Yuko's sister lets her niece know about the three men she believes are most likely to be her father: violinist Koki Sawa, pianist Sachio Kajiwara, and conductor Kent Gregory. Kanon eventually finds out that Koki is dead and that his wife was his only love. Sachio has no interest in women. Kent, the last candidate, immediately tells Kanon she is his child. A happy time ensues.

All through the search for her father, Kanon has grown closer to Mikami. She confesses her love and he lies, saying he is only interested in her talent. A short time after Kanon's first meeting with Kent, Mikami sees a picture of Yuko and realizes she's the woman he fell in love with when he was still a teenager. After their first night together, she disappeared from his life.

Kent hides from Kanon that he is ill and only has a short time left to live. After collapsing during a performance, he admits in a letter that Kanon is not his daughter. Having loved Yuko, he thought that he and Kanon brightening each other's life would be a good idea. He also writes that a pregnant Yuko told him that the baby's father played a Guadagnini.

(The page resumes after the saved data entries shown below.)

PR #894, opened 2026-03-02
feat(anthropic): support adaptive thinking

### LINKED ISSUE #893: feat: support adaptive thinking
https://platform.claude.com/docs/en/build-with-claude/adaptive-thinking

I'm guessing more providers will adopt settings like this... Maybe we let you pass through whatever you want in reasoning effort? Need to do some research

njbrake:
## Description

Replace the legacy `thinking: {type: "enabled", budget_tokens: N}` approach with Anthropic's recommended `thinking: {type: "adaptive"}` + `output_config: {effort: ...}` for controlling extended thinking in the Anthropic provider.

The old `budget_tokens` approach is deprecated on Opus 4.6 and Sonnet 4.6. Adaptive thinking lets Claude dynamically determine when and how much to use extended thinking, while the `effort` parameter provides soft guidance on thinking depth.

Default behavior (`reasoning_effort="auto"`) is unchanged — no `thinking` parameter is sent, preserving backward compatibility. Only explicit reasoning effort levels opt into the new adaptive thinking mode.

### Behavior mapping

| `reasoning_effort` | Before | After |
|---|---|---|
| `None` / `"none"` | `thinking: {"type": "disabled"}` | `thinking: {"type": "disabled"}` (unchanged) |
| `"auto"` (default) | No thinking param | No thinking param (unchanged) |
| `"minimal"` / `"low"` | `budget_tokens: 1024/2048` | `thinking: {"type": "adaptive"}` + `effort: "low"` |
| `"medium"` | `budget_tokens: 8192` | `thinking: {"type": "adaptive"}` + `effort: "medium"` |
| `"high"` | `budget_tokens: 24576` | `thinking: {"type": "adaptive"}` + `effort: "high"` |
| `"xhigh"` | `budget_tokens: 32768` | `thinking: {"type": "adaptive"}` + `effort: "max"` |

When `response_format` is also set, both `format` and `effort` are merged into `output_config`.

### Breaking change note

Users targeting **pre-4.6 Claude models** (e.g., `claude-3-7-sonnet`) with an explicit `reasoning_effort` value will get API errors after upgrading, because `thinking: {"type": "adaptive"}` is only supported on Claude Opus 4.6 and Sonnet 4.6+. The old `budget_tokens` approach is no longer used for the Anthropic provider.

**If you are affected**, either:
- Upgrade to a Claude 4.6 model, or
- Remove the `reasoning_effort` parameter (the default `"auto"` behavior is unchanged and works on all models)

This does **not** affect the Bedrock provider, which still uses `budget_tokens` independently.

## PR Type

- 🆕 New Feature

## Relevant issues

Fixes #893

## Checklist

- **AI Usage:**
    - [ ] No AI was used.

## AI Usage Information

Following Kent's death, the letter falls into Tendo's hands. He realizes that Mikami is Kanon's father. Meanwhile, Kanon and Mikami have sex for the first time. Finding out the truth leads Mikami to end their relationship, despite that not being Kanon's wish. Deeply upset, she exchanges an expensive ring for an airplane ticket to Thailand. Tendo finds her, and from there, they go to Mongolia, Kanon's home country, where she remembers her love for music.

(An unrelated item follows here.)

PR #660, opened 2019-07-08
Fix href tag closing

ssaqua:
I found a problem with displaying these two HTML strings during setup of a new host. The missing closing quotes would cause any text from the \<a> tag onward to not be displayable.

Somehow this wasn't a problem on support lib version 26.1.0 and gradle 3.1.2 before #640. On the current versions, adding the closing quotes is enough to get it to parse correctly.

Years later, Kanon and Mikami see each other again. Regardless of what they know, she still wants them to be in a romantic relationship. He says that their relationship can only exist in the realm of music, a notion she rejects. Later, playing a piece of Mikami's while he conducts, Kanon realizes the truth in his words: during the emotional performance, he is neither her lover nor her father, but something else. They hug on the stage. That same evening, Kanon goes to find Tendo, who has always loved her.

==Manga==
Written and illustrated by Chiho Saito, Kanon was serialised by Shogakukan in the josei manga magazine Petit Comic from 1995 to 1997. The serial chapters were collected in six tankōbon volumes under the Flower Comics imprint. In 2003, Flower Comics re-released the manga in three bunkoban volumes.